Everyone has said it a bunch already; wait-time is common. I had a 40 day period (first contact solo to the aerobatics) in Whiting where I did nothing. It may seem like it sucks, but you will be blasted through something later on and wish you were doing nothing again. Then, you'll have nothing and wish you were being thrust through the syllabus. It is the way of CNATRA and probably the way of the fleet too (I wouldn't yet know.)
Hell, even right now I'm in the midst of a big change. I just had 28 flights in 18 days while I was in El Centro, and now in Kingsville I've flown once in the past week and may not fly much more than that next week. So, it happens. You will become very accustomed to it.
As for studying advice, if you've only flown once before you still probably have a very limited idea of what is appropriate knowledge. You need to know your EPs cold (notes/warnings/cautions included.) You need to know your limits cold, like you know EPs. You should be very very very familiar with the systems; I don't mean simply know the standard PSI of the hydraulic system, and the watts/voltage/current type of the electrical system. You should know what capabilities you lose when a component fails, how that component may fail, how it is supposed to operate normally, what indications you will have, and what kind of decision you will have to make. You're flying an ejection seat aircraft, so that makes some things easy; ie. I'm on fire, I'm going to have to eject. However, if you're up at Brewton and you lose your radios and your displays, what went wrong? What are you going to do with the plane? Are you heading back to Whiting? Are you stopping at Brewton?

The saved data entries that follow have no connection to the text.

PR #1838, opened 2019-05-05
deprecate LazyECPoint.getEncoded and .isCompressed

matthewleon:
Copies the exact deprecation messages from `ECPoint`.

### DIFF
--- a/core/src/main/java/org/bitcoinj/crypto/LazyECPoint.java
+++ b/core/src/main/java/org/bitcoinj/crypto/LazyECPoint.java
@@ -65,6 +65,10 @@ public class LazyECPoint {
         return get().getDetachedPoint();
     }
 
+    /**
+     * @deprecated per-point compression property will be removed, refer {@link #getEncoded(boolean)}
+     * @return a byte encoding.
+     */
     public byte[] getEncoded() {
         if (bits != null)
             return Arrays.copyOf(bits, bits.length);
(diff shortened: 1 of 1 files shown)


matthewleon:
merged in https://github.com/bitcoinj/bitcoinj/commit/09c8a8e8550fd001554228cfe832304fd0ad1fa3

schildbach:
I wonder what do we do if these methods are actually removed?

matthewleon:
> I wonder what do we do if these methods are actually removed?

They claim they will do this.

I have been reflecting on this issue. I have some ideas I'll be exploring on a few branches. I will try to come up with something concrete.

Regardless, I do think it makes sense to deprecate these independently of whether or not they actually go ahead and get rid of them upstream.

matthewleon:
To be a bit more specific, the `ECKey` class has a TODO somewhere in it seeking to begin tracking compression state within `ECKey` itself, rather than delegating to `ECPoint`. That should be a perfectly feasible way to do things with minimal breakage.

schildbach:
I think we should add `@deprecated` only if we plan to remove these methods. But as far as I understand we will not remove them anytime soon because compressed state will be important for Bitcoin basically forever.

Just because the implementation used deprecated API now, that doesn't mean we need to remove the method. As you pointed out, there are alternative ways to implement the desired behaviour.

PR #1839, opened 2019-05-05
Update a bit of outdated documentation in the ECKey code

matthewleon:
From what I can tell, `pub` is _always_ set. It just uses a lazy class.


schildbach:
Indeed. Merged!

PR #1840, opened 2019-05-05
SegwitAddress simplification: store witness program bytes

matthewleon:
Modifies the `SegwitAddress` class to directly store the witness program and witness version, rather than their combined, Base32 encoded version.

The two previous private constructors are combined into one simplified constructor.

Getters for `witnessVersion` and `bytes` are simplified.

All encoding and decoding is shifted to serialization to and from Bech32 `String`s.

This can logically be followed by moving Base32 en/decoding into the `Bech32` class.

### DIFF
--- a/core/src/main/java/org/bitcoinj/core/SegwitAddress.java
+++ b/core/src/main/java/org/bitcoinj/core/SegwitAddress.java
@@ -20,6 +20,8 @@ import static com.google.common.base.Preconditions.checkArgument;
 import static com.google.common.base.Preconditions.checkState;
 
 import java.io.ByteArrayOutputStream;
+import java.util.Arrays;
+import java.util.Objects;
 
 import javax.annotation.Nullable;
 
@@ -212,6 +214,21 @@ public class SegwitAddress extends Address {
         bech32Bytes[0] = (byte) (witnessVersion & 0xff);
         System.arraycopy(convertedProgram, 0, bech32Bytes, 1, convertedProgram.length);
         return Bech32.encode(params.getSegwitAddressHrp(), bech32Bytes);
+    }
+
+    @Override
+    public int hashCode() {
+        return Objects.hash(super.hashCode(), witnessVersion);
+    }
+
+    @Override
+    public boolean equals(Object o) {
+        if (this == o) return true;
+        if (o == null || getClass() != o.getClass()) return false;
+        SegwitAddress other = (SegwitAddress) o;
+        return this.params.equals(other.params)
+                && Arrays.equals(this.bytes, other.bytes)
+                && (this.witnessVersion == other.witnessVersion);
     }
 
     /**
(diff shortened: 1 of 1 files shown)


matthewleon:
This might not be ideal as-is: I can see that it probably requires overriding `compareTo`, at least. Thoughts here?

matthewleon:
(my own inclination is to say that despite requiring `equals` and `compareTo` overrides, this is worth it for the added simplicity/clarity)

matthewleon:
Have overridden `equals` and `hashCode`, but will leave `compareTo`. Making a sensible override of the `compareTo` inherited from `PrefixedChecksummedBytes` that properly keeps the contract of `compareTo` when compared to other members of the class hierarchy is seemingly impossible. I'd hope that any sensible user of the class would use a custom `Comparator` with whatever ad-hoc logic they need.

For what it's worth, I'd vote to actually make a breaking change that kills the `Comparable` implementation on `PrefixedChecksummedBytes`, but that 's a separate issue.

matthewleon:
`compareTo` issue addressed in a separate PR: https://github.com/bitcoinj/bitcoinj/pull/1844

schildbach:
Looks good to me. Is this PR dependent on #1844 being merged?

matthewleon:
> Looks good to me. Is this PR dependent on #1844 being merged?

Not dependent on #1844 . The `Comparable` implementation here is already inconsistent with `equals` when comparing between different subclasses of `PrefixedChecksummedBytes`. This PR will make `SegwitAddress.compareTo` also inconsistent with `equals` when comparing between two `SegwitAddress` instances. I'm not sure how much of a problem this is: `LegacyAddress` already shows exactly this problem because of its additional field.

I'd say we accept that the `Comparable` implementation is broken, and accept that even if this PR makes it "more broken" in a certain sense, the real solution is to kill `Comparable`.

msgilligan:
This should be rebased to `master` since PR #2018 was merged. This PR can now be considered completely separately from the `Comparable` issues.

@schildbach @matthewleon What should we do?

msgilligan:
> Modifies the `SegwitAddress` class to directly store the witness program and witness version, rather than their combined, Base32 encoded version.

Technically, the combined version is only partially Base32-encoded, with 8-bits/byte to 5-bytes/byte `convertBits` having been applied, but not the conversion to the corresponding ascii codes.

msgilligan:
I think this PR contains at least one good idea. But I propose we first move `byte[] bytes` to a format that maintains the `witnessVersion` prefix followed by the standard (8-bits/byte) `witnessProgram`. We can then separately consider removing the `witnessVersion` prefix from `bytes` and moving it to a separate variable in the `SegwitAddress` subclass.

See Issue #2697.

msgilligan:
This PR has been effectively implemented by two other PRs in a series of related refactorings, see:

* https://github.com/bitcoinj/bitcoinj/pull/2744
* https://github.com/bitcoinj/bitcoinj/pull/2745

Thanks @matthewleon for this suggestion!

msgilligan:
@schildbach This can be closed.  (See my previous comment.)

schildbach:
Thanks to both of your for improving SegwitAddress!

PR #1844, opened 2019-05-09
breaking: kill PrefixedChecksummedBytes Comparable implementation

matthewleon:
Sadly, this implementation falls prey to the problem explained here: http://www.javapractices.com/topic/TopicAction.do?Id=10

> When a class extends a concrete Comparable class and adds a significant field, a correct implementation of compareTo cannot be constructed. The only alternative is to use composition instead of inheritance.

Currently, `LegacyAddress` behaves this way. My proposed changes to `SegwitAddress` add significant fields. `Bip38PrivateKey` has a number of such fields.

Besides this, the implementation of `equals` used throughout these classes checks for class equality, making it inconsistent with `compareTo` _even_ in cases where significant fields are not added. This is nasty for reasons explained well in the `Comparable` javadoc:

> It is strongly recommended (though not required) that natural orderings be consistent with equals. This is so because sorted sets (and sorted maps) without explicit comparators behave "strangely" when they are used with elements (or keys) whose natural ordering is inconsistent with equals. In particular, such a sorted set (or sorted map) violates the general contract for set (or map), which is defined in terms of the equals method.

This PR kills the `Comparable` implementation and replaces it with public static `Comparator`s that are, in the case of `LegacyAddress`, covariant. I've added a test case that demonstrates a bit of the issue.

### DIFF
--- a/core/src/main/java/org/bitcoinj/core/LegacyAddress.java
+++ b/core/src/main/java/org/bitcoinj/core/LegacyAddress.java
@@ -21,10 +21,13 @@ package org.bitcoinj.core;
 import static com.google.common.base.Preconditions.checkArgument;
 
 import java.util.Arrays;
+import java.util.Comparator;
 import java.util.Objects;
 
 import javax.annotation.Nullable;
 
+import com.google.common.collect.ComparisonChain;
+import com.google.common.primitives.UnsignedBytes;
 import org.bitcoinj.params.Networks;
 import org.bitcoinj.script.Script;
 import org.bitcoinj.script.Script.ScriptType;
@@ -50,6 +53,17 @@ public class LegacyAddress extends Address {
 
     /** True if P2SH, false if P2PKH. */
     public final boolean p2sh;
+
+    public static final Comparator<LegacyAddress> byteComparator = new Comparator<LegacyAddress>() {
+        @Override
+        public int compare(LegacyAddress o1, LegacyAddress o2) {
+            return ComparisonChain.start()
+                    .compare(o1.params.getId(), o2.params.getId())
+                    .compareFalseFirst(o1.p2sh, o2.p2sh)
+                    .compare(o1.bytes, o2.bytes, UnsignedBytes.lexicographicalComparator())
+                    .result();
+        }
+    };
 
     /**
      * Private constructor. Use {@link #fromBase58(NetworkParameters, String)},
--- a/core/src/main/java/org/bitcoinj/core/PrefixedChecksummedBytes.java
+++ b/core/src/main/java/org/bitcoinj/core/PrefixedChecksummedBytes.java
@@ -23,6 +23,7 @@ import java.io.ObjectOutputStream;
 import java.io.Serializable;
 import java.lang.reflect.Field;
 import java.util.Arrays;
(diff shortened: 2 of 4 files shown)


schildbach:
I'm adding @msgilligan to this PR because he lobbied for comparable addresses in the first place (via c72c48cd586c510befb5262b39648a85fc3ead71).

matthewleon:
Curiously, if you examine the source code at https://github.com/bitcoinj/bitcoinj/commit/c72c48cd586c510befb5262b39648a85fc3ead71 you can see that the `Comparable` implementation has been broken since inception: it is inconsistent with `equals` both between `VersionedChecksummedBytes` and `Address` objects (which will _always_ be unequal according to `equals`, but can still be equal by the logic of `compareTo`) and among two `Address` objects, where comparison will ignore `params`.

matthewleon:
I should add that the `Comparable` interface doesn't technically _require_ consistency with `equals`. I can see there being a "solution" where you just loudly advertise that it is inconsistent with `equals` and leave it at that, rather than breaking anyone who has chosen to depend on this interface.

The unfortunate thing is that the existence of `Comparable` on `PrefixedChecksummedBytes` makes certain refactors a bit scary, because the exact places where `compareTo` and `equals` behave consistently or inconsistently shifts when you add/remove fields to/from subclasses.

msgilligan:
Yeah, I really like (and need) comparable addresses and would like to figure out a way to keep that functionality. At the very least for `LegacyAddress`. Unfortunately I currently don't have a copy of *Effective Java, Third Edition* (which is referenced @matthewleon's link above) so I just ordered one for next-day delivery.

Is there a way we can keep `Comparable` addresses? I'll look into it further over the next few days and see if I can come up with a proposal.

schildbach:
Can't we simply base `PrefixedChecksummedBytes.compareTo()` on the `toString()` of the two objects to compare?

matthewleon:
> Can't we simply base `PrefixedChecksummedBytes.compareTo()` on the `toString()` of the two objects to compare?

Likely, yes. That's actually probably the most realistic way to have a `compareTo` that remains consistent with `equals`. It also is probably the technique that has the largest performance penalty. That said, if you are comparing enough of these objects for perf to matter, you maybe are willing to use a custom `Comparator` anyway.

It's a real improvement over the current situation, and is also far less breaking than getting rid of `Comparable`. Good compromise.

schildbach:
If performance really matters, we could start caching the `toString()` outputs. The `PrefixedChecksummedBytes` hierarchy is meant to be immutable, so it would be easy to do.

msgilligan:
> When a class extends a concrete Comparable class and adds a significant field, a correct implementation of compareTo cannot be constructed. 

Minor detail: Actually in this case we are not extending a _concrete_ `Comparable` class but an abstract class.

msgilligan:
I'm working on a PR to improve `compareTo` for addresses and reviewing this thread.

The PR I'm working on will remove compareTo from `PrefixedChecksummedBytes` and add it to the abstract `Address` class.

msgilligan:
FYI: PR #2018 was merged which addressed the same issues as this PR.

PR #1852, opened 2019-05-14
KeyChainGroup: New CurrentKeyChangeEventListener…

schildbach:
…that fires when the current key and/or address changes.


schildbach:
This also changes wallet-template to make use of the new listener for updating its current address in the UI.

@msgilligan Are you ok with this change to wallet-template?

msgilligan:
The change to wallet-template looks good to me!

PR #1854, opened 2019-05-17
switch PrefixedChecksummerBytes.compareTo to use toString()

matthewleon:
See discussion at https://github.com/bitcoinj/bitcoinj/pull/1844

Read the NATOPs, go back and re-read the engineering pubs for amplifying information. Put it all together and think about how stuff is supposed to work, and what happens when it doesn't work.
If you're able to get into the simulator, use it. It isn't a replacement for flying the plane, but it will really help you start to gain a feel for throttle and stick movements so that you slowly become less rigid and mechanical and more fluid when you fly. It will also help you perform in the aircraft because you will slowly find yourself able to think less about how to fly and more about what you need to be doing next, because the flying will become natural. Practice entering the OLF landing pattern, practice exiting the pattern, practice the landing pattern itself and in every configuration, practice precautionary approaches (if I remember correctly you call them PELs), practice straight in approaches, practice course rules from both sides of the MOA and landing at all runways, go through the motions of when you will start descending to your altitudes, how you will manage your energy to gain or lose the airspeed that you need to gain/lose.
If the first time you find yourself thinking about how to do these things is in the plane, while you're still trying to figure out how to fly the plane, you're going to struggle and it is going to suck. Even if most other students find themselves in that same boat, you've got all this time to go and figure it all out. So do it. Use that time.